This approach seems to work.  But injecting/attaching the LTW Agent dynamically requires the com.sun.tools.attach.VirtualMachine (part of the attach API) which is only found in tools.jar.

By default Wildfly starts up using the JRE lib in the JAVA_HOME path.  What property can I use to add the tools.jar in the startup?  I don't want to add tools.jar as a module since it is JVM specific.  Is there a parameter I can add to standalone.conf file to include the tools.jar in the classpath and made available to my application?  Or is my only option to create a module for it?

Thanks,

Eric


On Wed, Oct 18, 2017 at 3:57 PM, Eric B <ebenzacar@gmail.com> wrote:

On Wed, Oct 18, 2017 at 3:37 PM, Stuart Douglas <stuart.w.douglas@gmail.com> wrote:
 
2) The EJB required is of a singleton pattern.  How would that work in a clustered environment?  A @Singleton @Startup EJB would only be spawned in a single JVM - other nodes in the cluster won't trigger the @PostConstruct method of it and consquently not load the weaver.

Just don't make it clustered, you want one per JVM not one per cluster.

Am I missing something in my understanding of JEE specs?  I thought the entire principle of the @Singleton was to ensure only a single EJB in the entire cluster.  Hence the Singleton subsystem?  As per the docs (https://docs.jboss.org/author/display/WFLY10/HA+Singleton+Features):

In general, an HA or clustered singleton is a service that exists on multiple nodes in a cluster, but is active on just a single node at any given time. If the node providing the service fails or is shut down, a new singleton provider is chosen and started.

Is it as simple as setting in the deployment descriptor not to cluster the @Singleton?   ie: in a jboss-ejb3.xml:

<?xml version="1.1" encoding="UTF-8"?>
<jboss:ejb-jar xmlns:jboss="http://www.jboss.com/xml/ns/javaee"
               xmlns="http://java.sun.com/xml/ns/javaee"
               xmlns:xsi="http://www.w3.org/2001/XMLSchema-instance"
               xmlns:c="urn:clustering:1.0"
               version="3.1"
               impl-version="2.0">
    <assembly-descriptor>
        <c:clustering>
            <ejb-name>AspectJWeaverLoader</ejb-name>
            <c:clustered>false</c:clustered>
        </c:clustering>
    </assembly-descriptor>
</jboss:ejb-jar>


Thanks!

Eric





 
Stuart 

Is there a way to force eager initialization of a @Stateless bean instead?  

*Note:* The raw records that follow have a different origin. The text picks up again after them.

PR #1013, opened 2021-10-28
add dualstack feature flags

### LINKED ISSUE #920: Add CLI feature gate for dual stack management cluster and workload cluster creation

- Add two flags to control whether dual stack management clusters and workload clusters can be created:
   - `tanzu config set features.management-cluster.dual-stack true`
   - `tanzu config set features.cluster.dual-stack true`

Initial support for creating dual stack management and workload clusters was merged in #617.

But there are outstanding changes needed for the feature (#616) to be considered complete, for example #819. Other work in progress includes updating `cloud-provider-vsphere` to a version that supports dual stack, CoreDNS, and the KinD library, etc.

We'd like to be able to continue to iterate and merge our changes into the main branch to enable users to give it a spin and provide feedback while clearly communicating it being a work in progress.

Currently, our dual stack feature is opt-in because users have to specify `"ipv4,ipv6"` as the value for `TKG_IP_FAMILY` so we feel pretty safe doing this. But now that #841 has been merged, we'd like to leverage CLI feature gates to make this more explicit.

We think it makes sense to add two feature flags to begin with. While management cluster creation and workload cluster creation are somewhat related, they are also independent to some degree and implemented by different plugins. 

We are not sure how likely it is, but it's conceivable that some users may wish to experiment only with dual stack management clusters or workload clusters.

- Add a single global CLI flag to control whether dual stack management clusters and workload clusters can be created:
   - `tanzu config set features.global.dual-stack-cluster true`
       - this might be easier for users but it feels less "correct" since it really only applies to two plugins
- Use a CLI flag for the management cluster, and a [`FeatureGate`](https://github.com/vmware-tanzu/tanzu-framework/blob/main/docs/api-machinery/features-and-featuregates.md) on the management cluster for the workload cluster feature
   -  This might be better in the long run, but seems more risky and the FeatureGate itself may need some design work. We can add this later if desired, and then remove the CLI flag for workload clusters if it is no longer necessary.

- [ ] APIs
- [ ] Addons
- [x] CLI
- [ ] Docs
- [ ] Installation
- [x] Plugin
- [ ] Security
- [ ] Test and Release
- [x] User Experience

**Additional context**

adobley:
We have added four new feature flags for dualstack:
"features.management-cluster.dual-stack-ipv4-primary"
"features.management-cluster.dual-stack-ipv6-primary"
"features.workload-cluster.dual-stack-ipv4-primary"
"features.workload-cluster.dual-stack-ipv6-primary"

These features default to "false" and will need to be enabled for users
to use dualstack functionality while it is still under development.

Fixes #920 

Tested combinations of the flag settings and `TKG_IP_FAMILY` configurations when running the tanzu commands to validate that the flags work as expected.

### Release note

```release-note
Experimental dual-stack functionality can be enabled with a feature flag.
```

### PR Checklist


adobley:
Fixed a conflict.
@vmware-tanzu/tanzu-framework-reviewers Can someone take a look at this? It would be great to get this flag in.

vuil (commented):
Thanks for the changes. I think the feature flag paths needs an update, but otherwise lgtm.

pkg/v1/config/clientconfig.go
```diff
@@ -24,6 +24,14 @@ const (
 	// to use the new context-aware Plugin API based plugin discovery mechanism
 	// Users can set this featureflag so that we can have context-aware plugin discovery be opt-in for now.
 	FeatureContextAwareDiscovery = "features.global.context-aware-discovery"
+	// DualStack feature flags determine whether it is permitted to create
+	// clusters with a dualstack TKG_IP_FAMILY.  There are separate flags for
+	// each primary, "ipv4,ipv6" vs "ipv6,ipv4", and flags for management vs
+	// workload cluster plugins.
+	FeatureFlagManagementClusterDualStackIPv4Primary = "features.management-cluster.dual-stack-ipv4-primary"
+	FeatureFlagManagementClusterDualStackIPv6Primary = "features.management-cluster.dual-stack-ipv6-primary"
+	FeatureFlagWorkloadClusterDualStackIPv4Primary   = "features.workload-cluster.dual-stack-ipv4-primary"
```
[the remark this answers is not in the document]
adobley: Ohhh, thank you! I'll fix this now.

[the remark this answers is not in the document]
adobley: Fixed and rebased! Thanks!

vuil (approved):
lgtm, thanks!

pkg/v1/tkg/client/validate.go
```diff
@@ -1800,3 +1806,31 @@ func (c *TkgClient) validateNameservers(nameserverConfigVariable string) error {
...
+		if !dualIPv6PrimaryEnabled && ipFamily == constants.DualStackPrimaryIPv6Family {
+			return dualStackFeatureFlagError(ipFamily, config.FeatureFlagClusterDualStackIPv6Primary)
+		}
+	}
+
+	return nil
+}
+
+func dualStackFeatureFlagError(ipFamily, featureFlag string) error {
+	return fmt.Errorf("option TKG_IP_FAMILY is set to %q, but dualstack support is under development. To enable dualstack, set %s to \"true\"", ipFamily, featureFlag)
```
swalner-vmware, line 1835: I would tweak this message slightly to:
"option TKG_IP_FAMILY is set to %q, but dualstack support is not enabled (because it is under development)..."

pkg/v1/tkg/tkgctl/client.go
```diff
@@ -277,3 +280,11 @@ func ensureConfigImages(configDir string, tkgConfigUpdater tkgconfigupdater.Clie
 
 	return tkgConfigUpdater.EnsureConfigImages()
 }
+
+func getFeatureFlagClient() client.FeatureFlagClient {
+	featureFlagClient, err := config.GetClientConfig()
+	if err != nil {
+		featureFlagClient = &configv1alpha1.ClientConfig{}
```
swalner-vmware, line 287: I don't know the context here, but I'm concerned about failing silently if there's an error getting the config. Is there any way to surface a warning as to what this error was?

pkg/v1/tkg/client/validate.go
adobley: Updated! Thanks for the suggestion!

pkg/v1/tkg/tkgctl/client.go
adobley: We thought that it would only get here if the file containing the feature flags didn't exist, so that would mean there are no feature flags to worry about. Though we moved this code into the AllClients bit and now return an error which feels like a safer choice. Thanks for the suggestion!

Baring that, I did run across a blog entry that indicates the use of the Observer pattern listening for the ApplicationScope (https://rmannibucau.wordpress.com/2015/03/10/cdi-and-startup/).  But I suspect that at that point the beans have already been scanned.

@ApplicationScoped
public class ProvisioningDataForApplicationLifecycle {
    private final Map<String, User> users = new HashMap<>(); // + getter
 
    public void init(@Observes @Initialized(ApplicationScoped.class) Object init) {
        users.put("cdi", new User("cdi", "1.1"));
        users.put("deltaspike", new User("deltaspike", "1.3"));
    }
 
    public void destroy(@Observes @Destroyed(ApplicationScoped.class) Object init) {
        users.clear();
    }
}



This seems fairly like a complex solution to a fairly simple ask.  Or am I misunderstanding the @Singleton pattern?  

Thanks,

Eric


On Wed, Oct 18, 2017 at 10:55 AM, Stuart Douglas <stuart.w.douglas@gmail.com> wrote:
So one possibility that comes to mind would be to create a small deployment that does the aspectJ attach on deploy (e.g. in a @PostConstruct method of an @Startup EJB). 

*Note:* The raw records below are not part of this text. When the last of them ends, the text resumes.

PR #1020, opened 2021-10-29
increase default poll timeout value

maralavi:
- This PR is to increase default poll timeout value to accommodate better default timeout for packages that install many other packages

Existing UT and integration tests

None

**Release note**:

```release-note
increases default poll timeout value to prevent failure in package installation (due to time out) when a package installs many other packages
```

**New PR Checklist**

### DIFF
--- a/pkg/v1/tkg/tkgpackagedatamodel/constants.go
+++ b/pkg/v1/tkg/tkgpackagedatamodel/constants.go
@@ -11,7 +11,7 @@ const (
 	ClusterRoleName                     = "%s-%s-cluster-role"
 	DefaultAPIVersion                   = "install.package.carvel.dev/v1alpha1"
 	DefaultPollInterval                 = 1 * time.Second
-	DefaultPollTimeout                  = 5 * time.Minute
+	DefaultPollTimeout                  = 15 * time.Minute
 	DefaultRepositoryImageTag           = "latest"
 	DefaultRepositoryImageTagConstraint = ">0.0.0"
 	ErrPackageNotInstalled              = "package install does not exist in the namespace"


shivaani0505 (approved):
LGTM

danniel1205:
thanks for this PR, @maralavi . Do we have an issue linked to this PR ? And could you elaborate a little bit on what problems we will have if not increasing the default poll timeout ? Thanks

maralavi:
> thanks for this PR, @maralavi . Do we have an issue linked to this PR ? And could you elaborate a little bit on what problems we will have if not increasing the default poll timeout ? Thanks

@danniel1205 It was understood as part of tap bash experience. It's local and can not put the links.
As mentioned in the PR description, increasing the default polltimeout helps in cases where a package installs various other packages and normally needs a longer wait for the reconciliation before timing out. Also kapp reconciliation timeout is also 15m

zjs:
>  increases default poll timeout value

Thank you for including a release note for this! I wonder, though, if the average user will be able to understand what this means.

Looking at the rest of your PR description, the phrase "for packages that install many other packages" seems significant. Maybe a more complete release note could include something like that?

I don't have enough context to know exactly what this does, but maybe something like this?

> increases default poll timeout value to prevent installation from failing when a package installs many other packages

maralavi:
> > increases default poll timeout value
> 
> Thank you for including a release note for this! I wonder, though, if the average user will be able to understand what this means.
> 
> Looking at the rest of your PR description, the phrase "for packages that install many other packages" seems significant. Maybe a more complete release note could include something like that?
> 
> I don't have enough context to know exactly what this does, but maybe something like this?
> 
> > increases default poll timeout value to prevent installation from failing when a package installs many other packages

Thanks @zjs for your comment. Your description indeed improves the release note message. I just changed mine, thank you!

You could then add an inter-deployment dependency on this deployment to all your other deployments, which should ensure that this code is run before other modules are created/loaded.

Stuart

On Wed, Oct 18, 2017 at 4:00 AM, Eric B <ebenzacar@gmail.com> wrote:
Hi,

I'm looking to use AspectJ Load Time Weaving with Wildfly 10.  Looking around at some posts, it is a little complicated to get Wildfly launched properly with the AJ weaver due to the way the AJ library intializes the logging subsystem differently than WF.

Digging around, I found a config that actually works.  It is documented here (obviously some of the class names/versions have to change): https://github.com/ChienChingLee/How-to-launch-Wildfly-9.0-with-AspectJ-1.8-LTW

But I'm not a fan of changing my conf file to something that has hardcoded paths/jar names in it - for example adding:
 -Xbootclasspath/p:$JBOSS_HOME/modules/system/layers/base/org/jboss/logmanager/main/jboss-logmanager-2.0.0.Final.jar 


Digging around some more in AJ, I saw that as of AJ 1.8.7, there is a way to dynamically attach the weaver to the JVM.  Very cool.  https://www.eclipse.org/aspectj/doc/released/README-187.html  
But in order to use the LTW effectively, I need to ensure that the weaver is loaded prior to WF scanning and loading any of my classes (EJB, annotated beans, pojos, etc).  But I have no ideas how to do that.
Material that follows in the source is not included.